**EXERCISE GOAL**
Go through the listing below and output exactly the line with "instance maintenance methods.", the line with "On atlas side", and each line between; omit the rest.

**MATERIAL TO PROCESS**

PR #742, opened 2019-02-10
Updates to OMRSRepositoryConnector

mandy-chessell:
Two changes to the OMRSRepositoryConnector:
 * Abilty to throw FunctionNotSupportedException from instance maintenance methods.
 * New parameters for find instance methods to separate fuzzy match from exact match specification.

The design has to cope with different repository connectored with different levels of support.

omrs-repository-connectors

Apache Atlas represents OMRSRepositoryConnectors outside of the Egeria build running on back level Egeria. @grahamwallis likely to update Atlas soon but other OMRSRepositoryConnectors will still exist.


cmgrote:
Thanks for adding these!  Hoping to have a more in-depth look tomorrow.

grahamwallis:
With regard to the colour coded levels of support - would it help if instead of using the word 'supports', we were to use the words 'exposes' and 'invokes' to indicate what level of API is exposed by each connector module and what level of underlying connector(s) it can invoke? The 'pink' colour code comes closest to this separation but I think it is still ambiguous as to which direction the 'translation' is taking place.

With regard to the lower example repository connector leg ('Apache Atlas'), would there not a problem coupling the 'green' OMRSRESTConnector (which supports just the new APIs to a 'yellow' OMRSRESTServices (which only supports the old APIs). As stated, the Atlas 'leg' can be updated soon after this change to Egeria, but I don't see how another fully yellow leg would continue to work without being updated. I may be missing something but I would have expected the OMAG Server to turn largely pink or blue for the time being (until the deprecated APIs are removed).

ruxandraRosu:
Hi,

I've done some tests calling findEntitiesByProperty with exactMatch(by qualifiedName) and fuzzyMatch(null) arguments. 
On atlas side the method call reaches OMRSMetadataCollection - findEntitiesByProperty where RepositoryErrorException is thrown as it is not yet implemented. 
The deprecated call (only fuzzyMatch) it's throwing the same exception as it reaches the same method.

mandy-chessell:
@cmgrote I can change the methods you suggest for FunctionNotSupported.  This design change did not change any of these methods - so this would be another change in behaviour - but a logical change?

mandy-chessell:
@ruxandraRosu   Am I understanding that the RepositoryErrorException is thrown within the Atlas Server from the original code, whereas before this change, the call worked?  So it is as if Atlas is receiving a different call?

cmgrote:
> This design change did not change any of these methods - so this would be another change in behaviour

Ah, I see...  I'd still be pro-change on this one, to get the default behaviour into v1.0 that if you don't override these methods your connector automatically indicates that it doesn't support those functions (?)  Guess the main question is to those it's going to hit (OMASes?) whether it would be something we could handle fixing on the consumption side of the methods in a short timeframe?

mandy-chessell:
@grahamwallis the OMASs are using a mixture of old and new calls so they are in white.  The ability for a green OMRSRESTMetadataCollection to call a Yellow remote partner is a requirement, and possible to make work - although I realize I have made a coding error by changing the property names in PropertyMatchFindRequest.  I have changed them back to their origina names.  This is probably the cause of the problem that @ruxandraRosu is seeing.

ruxandraRosu:
The issue I have is caused by the changes done in OMRSMetadataCollection - egeria code. findEntitiesByProperty with both match and fuzzy args is always throwing exception, it is not calling the localMetadataConnector.

cmgrote:
> findEntitiesByProperty with both match and fuzzy args is always throwing exception, it is not calling the localMetadataConnector.

I guess the underlying connectors (ie. Atlas in your original example) still need to be updated to handle _both_ match criteria...  Or are you saying this is the case for in-memory repo as well?

(Sounds like Mandy's change back to the original parameter names should at least mean the original calls, with only `matchCriteria` should work again?)

mandy-chessell:
@cmgrote the aim is that the underlying connectors should not need changing for the old behaviour to work.  They will not be able to support the new function obviously.  However the local OMRS connector should compensate for that as much as is possible.

open-metadata-implementation/repository-services/repository-services-apis/src/main/java/org/odpi/openmetadata/repositoryservices/connectors/stores/metadatacollectionstore/OMRSMetadataCollectionBase.java
```diff
@@ -15,6 +15,7 @@
 
 import java.util.List;
 import java.util.Date;
+import java.util.function.Function;
```
cmgrote: Are we using this?  Or just hit `Enter` too quickly (as I often do) in IntelliJ and got this magically? 😉

mandy-chessell:
I have changed the calls that @cmgrote listed to throw FunctionNotSupportedException in the base class.  This means that connectors such as the IGC one will not need to override these methods just so they can throw the right exception.  Ideally they should only need to override the methods that are supported.  It should be possible to provide support for the TypeDef/AttributeTypeDef query methods as long as the verify methods are implemented correctly, further reducing the effort to write a new connector.  I think that should be a different PR.

mandy-chessell:
@cmgrote removed Function import - was special present from IntelliJ.

mandy-chessell:
@ruxandraRosu ah - so the exception is not happening the in the Atlas server but locally?

mandy-chessell:
@ruxandraRosu could you send the details of the exception and message.  I am puzzled as all of the Egera OMRSRepositoryConnectors seem to override the new findEntitiesByProperty method so the exception it throws from OMRSMetadataCollection should not occur.   (OMRSMetadataCollection should not call any other connector - its methods are overridden by the implementing connectors.  We should only see its behaviour where the implementing connector has not overridden the method - so we need to find out which connector implementation has not got this overriding implementation.

ruxandraRosu:
Exception message is: EntityListResponse{entities=null, nextPageURL='null', offset=0, pageSize=0, relatedHTTPCode=501, exceptionClassName='org.odpi.openmetadata.repositoryservices.ffdc.exception.RepositoryErrorException', exceptionErrorMessage='OMRS-METADATA-COLLECTION-501-001 OMRSMetadataInstanceStore method findEntitiesByProperty for OMRS Connector org.apache.atlas.openmetadata.adapters.repositoryconnector.LocalAtlasOMRSMetadataCollection to repository type atlas is not implemented', exceptionSystemAction='A method in MetadataCollectionBase was called which means that the connector's OMRSMetadataInstanceStore (a subclass of MetadataCollectionBase) does not have a complete implementation.', exceptionUserAction='Raise a Github issue to get this fixed.', exceptionProperties=null}

ruxandraRosu:
Upper stacktrace section:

**THE ANSWER**
 * Abilty to throw FunctionNotSupportedException from instance maintenance methods.
 * New parameters for find instance methods to separate fuzzy match from exact match specification.

The design has to cope with different repository connectored with different levels of support.

omrs-repository-connectors

Apache Atlas represents OMRSRepositoryConnectors outside of the Egeria build running on back level Egeria. @grahamwallis likely to update Atlas soon but other OMRSRepositoryConnectors will still exist.


cmgrote:
Thanks for adding these!  Hoping to have a more in-depth look tomorrow.

grahamwallis:
With regard to the colour coded levels of support - would it help if instead of using the word 'supports', we were to use the words 'exposes' and 'invokes' to indicate what level of API is exposed by each connector module and what level of underlying connector(s) it can invoke? The 'pink' colour code comes closest to this separation but I think it is still ambiguous as to which direction the 'translation' is taking place.

With regard to the lower example repository connector leg ('Apache Atlas'), would there not a problem coupling the 'green' OMRSRESTConnector (which supports just the new APIs to a 'yellow' OMRSRESTServices (which only supports the old APIs). As stated, the Atlas 'leg' can be updated soon after this change to Egeria, but I don't see how another fully yellow leg would continue to work without being updated. I may be missing something but I would have expected the OMAG Server to turn largely pink or blue for the time being (until the deprecated APIs are removed).

ruxandraRosu:
Hi,

I've done some tests calling findEntitiesByProperty with exactMatch(by qualifiedName) and fuzzyMatch(null) arguments. 
On atlas side the method call reaches OMRSMetadataCollection - findEntitiesByProperty where RepositoryErrorException is thrown as it is not yet implemented. 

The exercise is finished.